Overall scope of work:

We are seeking a motivated and detail-oriented Incident Response and Threat Intelligence Technical Manager to join our dynamic team. This position is intended for individuals passionate about cybersecurity and eager to develop their skills in a supportive and collaborative environment. The successful candidate will become part of our Managed Security Services team and is responsible on investigating security incidents, analyzing digital evidence by performing disk forensics, performing threat intelligence by utilizing OSINT and dark web monitoring. This role also involves proactive threat hunting for undetected threats within an organization.

Responsibilities:

Digital Forensics & Incident Response (DFIR):

Lead forensic investigations on compromised endpoints, servers, and cloud environments. Collect and analyze digital evidence from logs, disk images, memory dumps, and network traffic. Perform malware reverse engineering and root cause analysis to determine attack origins. Develop incident response playbooks, forensic reports, and lesson learned documentation.

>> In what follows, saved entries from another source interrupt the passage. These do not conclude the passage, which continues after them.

PR #387, opened 2024-01-25
Update documentation to restore GitHub Pages functionality

### LINKED ISSUE #386: GitHub Pages site does not have a homepage
The GitHub Pages site doesn't load an index.html, so the base URL throws a 404. I'll take a look at improving this behavior on my fork.

_Originally posted by @hugginsio in https://github.com/zk-org/zk/discussions/371#discussioncomment-8238313_

hugginsio:
This PR fixes the documentation site deployed to GitHub Pages, as pointed out in #386. You can view the site created from these changes at <https://docs.huggins.io/zk/>.

The easiest way to get the site working again was to move README.md to the `docs/` folder. This moves it out of the repository root, but it's still one of the standard README locations checked by GitHub - the README will still render at the bottom of the repository homepage. If we aren't okay with that move, I will explore making additional changes to the Pages deployment action so that we can leave the README where it is now.

To support this change, I have:

- Reverted to the default theme as Mickaël had in the unmerged `fix/gh-pages` branch.
- Added a Pages deployment action.
- Updated links in the README.
- Added the workflow description to the contribution guidelines.

Any and all feedback is appreciated. Thanks!

Closes #386.


mcDevnagh:
1. the README should still exist in the root of the repo, so that GitHub shows it
    - I'm fine with all pages, other than the README page, being prefixed with `/docs/` in the URL
2. Is there a way to do versioning?
     - I'm not convinced that `main` should be the only available documentation, which may change between releases, and thus give incorrect info to users of the latest version
     - it would be nice, if we had multiple versions of the docs available, based on the release tag, but if only the latest release is available, so be it

.github/workflows/gh-pages.yml
```diff
@@ -0,0 +1,43 @@
...
+        uses: actions/jekyll-build-pages@v1
+        with:
+          source: ./docs
+          destination: ./_site
+      - name: Upload artifact
+        uses: actions/upload-pages-artifact@v3
+  deploy:
+    environment:
+      name: github-pages
+      url: ${{ steps.deployment.outputs.page_url }}
```
mcDevnagh, line 37: This value gets read automatically from the steps below?

hugginsio: Yes, this is what powers the environment widget on the repository page. It's part of the default GitHub Pages Actions Workflow template.

https://docs.github.com/en/pages/getting-started-with-github-pages/using-custom-workflows-with-github-pages#deploying-github-pages-artifacts

hugginsio:
1. Should be able to do this with the default Jekyll static site generator. I'll look into this.
2. I'm not sure. I'll admit I haven't _really_ worked with GitHub Pages/Jekyll in a while. I'll look into this as well.

I'll add additional comments here and push updates to this branch once I've made progress on these two items.

hugginsio:
I was unable to find any nice Jekyll themes that handled versioned documentation well. We could roll our own solution with an existing theme and have every release as a subdirectory that you can navigate to in the sidebar, but that would make using any search functionality confusing.

[MkDocs][mkdocs] is a very popular SSG for project documentation these days, and it seems to support project documentation a little better than Jekyll does. The [Material for MkDocs][mkdocs-material] theme integrates well with a document versioning tool called [mike][mike]. At first glance, it looks like it would provide a nice workflow.

[mkdocs]: https://www.mkdocs.org
[mkdocs-material]: https://squidfunk.github.io/mkdocs-material/
[mike]: https://github.com/jimporter/mike

mcDevnagh:
The original solution will suffice, unless of course, you'd like to try to get versioning working. 
I would like the docs to only update on release though: https://docs.github.com/en/actions/using-workflows/events-that-trigger-workflows#release

hugginsio:
If you're open to it, I'll happily take on a MkDocs refactor to get us versioned docs. However, that is outside the scope of this PR.

I have started work on fixing up the current GitHub Pages docs without moving the README around as we discussed. I will tag you here once it's ready for another review!

hugginsio:
Hello @mcDevnagh - I have pushed a few more changes. A deployment of the latest commit is live at <https://docs.huggins.io/zk/>. The README is back in the repository root, as requested.

mcDevnagh (approved):

mcDevnagh:
looks good. thank you kindly for your work here!

hugginsio:
Happy to help! Love this project and glad to be a (small) part of it.

tokisuno:
idk if this is still being worked on but https://docs.huggins.io/zk/ returns nothing. where should i be looking?

hugginsio:
The documentation is at https://zk-org.github.io/zk/.

I used my domain during development because I cannot make deployments in `zk-org`.

tokisuno:
> The documentation is at https://zk-org.github.io/zk/.
> 
> I used my domain during development because I cannot make deployments in `zk-org`.

oh nice. but is there any plan to implement some sort of search feature to the docs at all? or a table of contents to make scrolling around easier? some sort of way to source the /docs folder instead of having to do everything through the repo would be nice.

hugginsio:
@tokisuno - take a look at #388! There is some great discussion around redesigning the documentation there. Many of the potential directions there would result in better navigation and a search feature.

Threat Intelligence and Threat Hunting:

Conduct in-depth research on cyber threat actors, campaigns, and TTPs. Leverage open-source intelligence (OSINT), dark web monitoring, and cyber threat feeds to identify emerging threats. Correlate threat intelligence data with security alerts to improve detection capabilities. Provide strategic recommendations to security teams on threat mitigation. Perform proactive threat hunting across endpoints, network, and cloud environments. Identify and analyze anomalous behavior, lateral movement, and potential APT activities.